PR #4809, opened 2023-10-31
docs: minor corrections to Networking Libraries reference

usaoc:
##### Checklist
- [x] documentation

### DIFF
--- a/pkgs/net-doc/net/scribblings/http-client.scrbl
+++ b/pkgs/net-doc/net/scribblings/http-client.scrbl
@@ -21,7 +21,7 @@ Identifies an HTTP connection.
 @defproc[(http-conn-live? [x any/c])
          boolean?]{
 
-Identifies an HTTP connection that is "live", i.e. one that is still
+Identifies an HTTP connection that is ``live'', i.e., one that is still
 connected to the server.
 
 }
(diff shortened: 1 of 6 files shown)


pkgs/net-doc/net/scribblings/http-client.scrbl
```diff
@@ -204,13 +204,18 @@ response, which is why there is no @racket[#:closed?] argument like
...
  @itemize[
-   @item{If @racket[ssl?] was @racket[#f] then @racket[#f]. Otherwise
-     an @racket[ssl-client-context?] that has been negotiated with the
-     target.
-
-     If @racket[ssl?] was a protocol symbol, then a new
-     @racket[ssl-client-context?] is created, otherwise the current
-     value of @racket[ssl?] is used.}
+   @item{
+     If @racket[ssl?] is @racket[#f], returns @racket[#f], otherwise
```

· · · · ·

All entries above are to be repeated verbatim, down to the last line.

Completed exercise:
PR #4809, opened 2023-10-31
docs: minor corrections to Networking Libraries reference

usaoc:
##### Checklist
- [x] documentation

### DIFF
--- a/pkgs/net-doc/net/scribblings/http-client.scrbl
+++ b/pkgs/net-doc/net/scribblings/http-client.scrbl
@@ -21,7 +21,7 @@ Identifies an HTTP connection.
 @defproc[(http-conn-live? [x any/c])
          boolean?]{
 
-Identifies an HTTP connection that is "live", i.e. one that is still
+Identifies an HTTP connection that is ``live'', i.e., one that is still
 connected to the server.
 
 }
(diff shortened: 1 of 6 files shown)


pkgs/net-doc/net/scribblings/http-client.scrbl
```diff
@@ -204,13 +204,18 @@ response, which is why there is no @racket[#:closed?] argument like
...
  @itemize[
-   @item{If @racket[ssl?] was @racket[#f] then @racket[#f]. Otherwise
-     an @racket[ssl-client-context?] that has been negotiated with the
-     target.
-
-     If @racket[ssl?] was a protocol symbol, then a new
-     @racket[ssl-client-context?] is created, otherwise the current
-     value of @racket[ssl?] is used.}
+   @item{
+     If @racket[ssl?] is @racket[#f], returns @racket[#f], otherwise
```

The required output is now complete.